Im Gegensatz zu anderen Märkten wie beispielsweise den für Betriebssysteme, Datenbanken oder ERP-Systeme befindet sich die PPM-Software-Branche noch mitten in einer Konsolidierungs- und Konzentrationsphase. Jahrelang als Nischenmarkt von den großen Softwarefirmen wie IBM, HP oder CA ignoriert, hat sich PPM mittlerweile so verbreitet, dass die Absatz- und Umsatzchancen auch für große Softwarefirmen attraktiv geworden sind. So haben große international agierende IT-Firmen durch Aufkäufe von kleineren Anbietern versucht ihr Produktportfolio mit PPM-Lösungen abzurunden und langjährige Eigenentwicklungen zu umgehen. IBM hat durch die Übernahmen von Systemcorp und FocalPoint sein Rational-Portfolio komplettiert. Ähnliches gilt für HP und CA, die ihre IT-Management-Suiten um PPM-Software durch Akquisitionen abgerundet haben.

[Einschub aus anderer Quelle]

PR #148, opened 2017-01-31
Add null check for sds sync thread which can be optional

anmolbabu:


anmolbabu:

PR #150, opened 2017-02-01
Logging changes due to new logging framework 

anmolsachan:
tendrl-spec: Tendrl/specifications/pull/127 
reference-spec: Tendrl/specifications/pull/94


anmolsachan:
@r0h4n I will change the pr accordingly . I need your views on the following :
Though we can change the logging statements at every place but there is an issue with it. The new logging framework requires message_handler_thread to be started in ( /Tendrl/node-agent/pull/178/ tendrl/node_agent/manager/__init__.py ) . But before this there are a lot of imports from commons which contain log statements. What should be done about these, as these will fail because of unavailability of message handler ?

anmolsachan:
Sending to develop branch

Mittelgroße PPM-Spezialisten wie Planisware oder Planview setzen häufig auf Wachstumsstrategien, um nicht selbst zum Übernahmekandidaten zu werden. Kleine, oft national agierende Anbieter geraten durch die Dominanz der großen und mittelgroßen Hersteller zunehmend in Schwierigkeiten, sofern sie sich nicht geeignet differenzieren können. Dazu bedienen diese Firmen Nischen, die von größeren Unternehmen aufgrund des geringeren Umsatzpotenzials als nicht attraktiv bewertet werden. Solche Nischenlösungen können zum Beispiel ein kombiniertes Auftrags- und Projekt-Management für kleine Dienstleistungsunternehmen wie Unternehmensberatungen oder IT-Dienstleister sein, oder eine auf Lotus Notes basierende Lösung für das Projekt-Management. Dennoch: Eine Reihe von kleineren Anbietern tut sich derzeit schwer die eigenen Umsätze zu halten oder auszubauen. Hier ist mit einer Bereinigung des Marktes zu rechnen.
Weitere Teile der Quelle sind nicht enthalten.